There is also a strategic angle. By taking money from giants such as Amazon and Nvidia, OpenAI is tying itself more tightly to the infrastructure vendors that benefit when AI usage rises. That can be smart business, but it also means the company is operating inside a web of partners who are also competitors in different parts of the stack.
The legal fight may matter as much as the money
OpenAI’s funding news arrived while the company is still dealing with lawsuits, public skepticism, and a trial involving co-founder Elon Musk. Musk is suing OpenAI, arguing that the company breached its founding agreement by moving toward a for-profit structure. OpenAI says Musk is acting out of resentment after leaving and later launching his own rival AI company, xAI.

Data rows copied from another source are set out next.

PR #137, opened 2018-04-02
Allow custom copyright boilerplates. (Enables use for non-Ecma specs)

rwaldron:
I want to write Johnny-Five related spec documents and I want to use ecmarkup, but right now I can't. This feature enables using ecmarkup for non-Ecma specifications; and while that may sound a little self-contradictory, ecmarkup is a great tool for writing and generating specification documents, and sometimes those specifications don't have a standards body (yet?) or will never become an Ecma spec (for whatever reason). Anyway, this is useful.

### DIFF
--- a/src/Spec.ts
+++ b/src/Spec.ts
@@ -448,7 +448,7 @@ export default class Spec {
         return;
       }
 
-      node = walker.nextNode();
+      node = walker.nextNode()!;
     }
   }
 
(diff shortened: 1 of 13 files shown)


ljharb:
ooh, does this mean that the ecma262 boilerplate could actually live inside ecma262 instead of in ecmarkup?

rwaldron:
@ljharb yep!

bterlson:
This is very nice, thank you Rick!

Issue #138, opened 2018-04-04
Detect and signal when duplicate ids occur


rwaldron:
Ref: https://github.com/tc39/ecma262/pull/1141#issuecomment-378646964

PR #139, opened 2018-04-06
Detect and warn when duplicate ids exist and --verbose flag is present. Fixes gh-138

rwaldron:


bterlson:
Looks awesome, thanks @rwaldron!

PR #145, opened 2018-05-24
Switch to Grammar.convert and sync code paths

rbuckton:
- Upgrade grammarkdown to 2.0.11 (only interesting change was inclusion of `Grammar.convert` static method)
- Switch to calling `Grammar.convert` (performs synchronous parse and emit to a string)
- Switch `Grammar.enter`, `Algorithm.enter`, and `walk` back to sync execution.


rbuckton:
@bterlson: Can you take a look?

PR #148, opened 2018-10-12
Insert a selectable space between heading number and text

gibson042:
I'm sick of selecting text like "20.3.1.1Time Values and Time Range".


gibson042:
ping @bterlson

PR #167, opened 2020-01-10
Update es6biblio.json (2020-01-09).

rkirsling:
Generated at https://github.com/tc39/ecma262/commit/63be86408b2c01899d6fd565db9a85d76a56de42.


michaelficarra:
Maybe we should rename it to something more appropriate than `es6biblio.json` while we're at it?

rkirsling:
Good call!

ljharb:
@rkirsling now that tests are fixed on master and enabled to run on PRs, i can see that this PR breaks tests. can you update it to pass them?

rkirsling:
Fixed!
(Beyond `tc39.github.io` → `tc39.es`, changes include a few updated `id`s and `abstract operations` having become a 262 reference.)

PR #1425, opened 2024-09-07
Jetty HttpClient implementation of TelegramClient

valkuc:
Hi.
In my project I'm using Jetty Server. I came to the conclusion that additional dependencies on OkHttp client and Kotlin - is too much. So I decided to create TelegramClient implementation that uses Jetty HttpClient instead of OkHttp.

To use it, just include 
```
<dependency>
    <groupId>org.telegram</groupId>
    <artifactId>telegrambots-client-jetty-adapter</artifactId>
</dependency>
```
instead of
```
<dependency>
    <groupId>org.telegram</groupId>
    <artifactId>telegrambots-client</artifactId>
</dependency>
```

Some considerations:
1) It would be nice to move OkHttp from telegrambots-client to separate dependency, for example `telegrambots-client-okhttp-adapter`.
2) Move common client parts (like creation of request body) to abstract class.


valkuc:
@rubenlagus Hi. Any troubles with merging?

rubenlagus:
Hi @valkuc , no concerns but can you add one lesson for this client as well here:  https://github.com/rubenlagus/TelegramBotsDocumentation

valkuc:
> Hi @valkuc , no concerns but can you add one lesson for this client as well here: https://github.com/rubenlagus/TelegramBotsDocumentation

Hi. Yep, will do.

Chase22:
> Move common client parts (like creation of request body) to abstract class.

I did actually consider this when making the telegram client, unfortunately there's no unified interface for multipart requests. It's something we'd have to implement ourselves

valkuc:
> > Hi @valkuc , no concerns but can you add one lesson for this client as well here: https://github.com/rubenlagus/TelegramBotsDocumentation
> 
> Hi. Yep, will do.

@rubenlagus maybe I'm blind but I don't see my changes in master. Looks like something goes wrong with merge.

rubenlagus:
> > > Hi @valkuc , no concerns but can you add one lesson for this client as well here: https://github.com/rubenlagus/TelegramBotsDocumentation
> 
> > 
> 
> > Hi. Yep, will do.
> 
> 
> 
> @rubenlagus maybe I'm blind but I don't see my changes in master. Looks like something goes wrong with merge.

I'll merge it when I have a bit of time, there are some extra fields that need to be added to the media classes

PR #1434, opened 2024-09-23
Create <java.version> parameter for pom.xml in all modules

therepanic:
The **<java.version>** parameter for **pom.xml** in all modules has been added. This adds more readability and modifiability in the future. Also, the ability to use this parameter in pom.xml in all modules. Some modules have added this parameter, but some others have not


therepanic:
The changes made in this PR should not affect the build in any way, any idea why Build is breaking?

PR #1446, opened 2024-10-14
Proper handling of errors returned by telegram API

dkBrazz:
Polling Bot 
Errors from telegram were not logged properly - you never know what exacty telegram wants to tell you
All error details are added to the exception message which is always logged with the stacktrace

In Telegram Client HTTP error codes were not hadled at all - `onFailure` is only called on HTTP transport errors (cancellation, a connectivity problem or timeout), HTTP response coded should be handled in `onResponse`
We only knew about TG API errors by seend parsing exceptions, when error structure could not be pased as an expected java class
Now only 2xx responses are parsed normally, for other responses we gather details and throw an exception


Name-not-available:
i haven't check code but seems like a nice addition, is there any way to see what's wrong with building?

telegrambots-client/src/main/java/org/telegram/telegrambots/client/okhttp/AbstractOkHttpFutureCallback.java
```diff
@@ -0,0 +1,54 @@
...
+    }
+
+    @Override
+    public void onResponse(@NonNull Call call, @NonNull Response response) {
+        if (!response.isSuccessful()) {
+            var messageBuilder = new StringBuilder();
+            messageBuilder.append("code: ").append(response.code());
+            messageBuilder.append(", message: ").append(response.message());
+
+            if(response.body() != null) {
```
Name-not-available, line 30: are you sure you can do it? shouldn't response.body() be called only once? multiple calls will cause an exception

Name-not-available: and all future or past calls too

dkBrazz: It just returns a value of the `body` field
This `if` just a check that body exists and accessing it will not give us an NPE

But the `body` is a `ResponseBody` instance and is consumable and should be consumed once

And here I call `.string()` which consumes body and closes it, so this piece does not require `try-with-resources` notation

dkBrazz:
@rubenlagus any chance to get it merged?

PR #1458, opened 2024-11-19
Api 8.0

rubenlagus:


telegrambots-meta/src/main/java/org/telegram/telegrambots/meta/api/methods/payments/star/EditUserStarSubscription.java
```diff
@@ -0,0 +1,73 @@
...
+
+    @Override
+    public String getMethod() {
+        return PATH;
+    }
+
+    @Override
+    public void validate() throws TelegramApiValidationException {
+        if (userId == 0) {
+            throw new TelegramApiValidationException("UserId parameters must not be 0", this);
```
aNNiMON: > UserId parameters

`parameter` shouldn't be plural

telegrambots-meta/src/main/java/org/telegram/telegrambots/meta/api/methods/payments/star/EditUserStarSubscription.java
```diff
@@ -0,0 +1,73 @@
...
+    @NonNull
+    private String telegramPaymentChargeId;
+    /**
+     * Pass True to cancel extension of the user subscription;
+     * the subscription must be active up to the end of the current subscription period.
+     * Pass False to allow the user to re-enable a subscription that was previously canceled by the bot.
+     */
+    @JsonProperty(IS_CANCELLED_FIELD)
+    @NonNull
+    private Boolean isCancelled;
```
aNNiMON: Both `canceled` and `cancelled` are acceptable, but since Bot API [uses single '`l`' character](https://core.telegram.org/bots/api#edituserstarsubscription), isn't is better to stick to official parameter naming?

telegrambots-meta/src/main/java/org/telegram/telegrambots/meta/api/methods/payments/star/EditUserStarSubscription.java
aNNiMON: There is an inconsistency in the user id validation messages. Probably a constant or even separate validator will be needed in the future to avoid such mistakes. I'll probably provide some PR later.

aNNiMON (approved):

telegrambots-meta/src/main/java/org/telegram/telegrambots/meta/api/methods/payments/star/EditUserStarSubscription.java
aNNiMON: #1459

telegrambots-meta/src/main/java/org/telegram/telegrambots/meta/api/methods/payments/star/EditUserStarSubscription.java
rubenlagus: Agree, changed

PR #1460, opened 2024-11-30
Bugfix/fix wrong types

khamidjon-khamidov:


telegrambots-meta/src/main/java/org/telegram/telegrambots/meta/api/methods/message/SavePreparedInlineMessage.java
```diff
@@ -45,7 +45,7 @@ public class SavePreparedInlineMessage extends BotApiMethod<PreparedInlineMessag
      */
     @JsonProperty(USER_ID_FIELD)
     @NonNull
-    private Integer userId;
+    private Long userId;
```
rubenlagus: This is not needed to be a Long, as per docs:

_It is safe to use 32-bit signed integers for storing all Integer fields unless otherwise noted._

khamidjon-khamidov: In my case, it worked after i converted to Long. user id: 7018007084 . I would say it is safe to use Long

rubenlagus (approved):

PR #1461, opened 2024-12-01
bugfix - ignore undefined json keys

khamidjon-khamidov:
I can see you removed  json ignore annotation for some reason. But, Document stopped working for me (not sure about other objects) because Document had some "thumb" key. In general, I suggest leaving the annotation because if new field added at some point to the api, updated objects stops working for released lib versions


rubenlagus:
This is undone in a global way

That case matters because it could shape how investors, employees, and future regulators view the company’s structure. If OpenAI really does move toward an IPO, corporate governance will stop being an internal debate and become a public-market issue.
For readers tracking the broader AI industry, the latest funding round is a reminder that money is still flooding into model builders even as the business case stays messy. If you want a deeper look at how AI firms are trying to turn product momentum into durable revenue, see our coverage of Anthropic’s developer push and Google’s Gemini strategy.
My read: the next major OpenAI milestone is probably not another model announcement. It is a public filing, because that is where the company will have to show whether $2 billion a month is enough to support an $852 billion valuation. If it lists this year, the market will quickly decide whether OpenAI is priced for dominance or priced for perfection.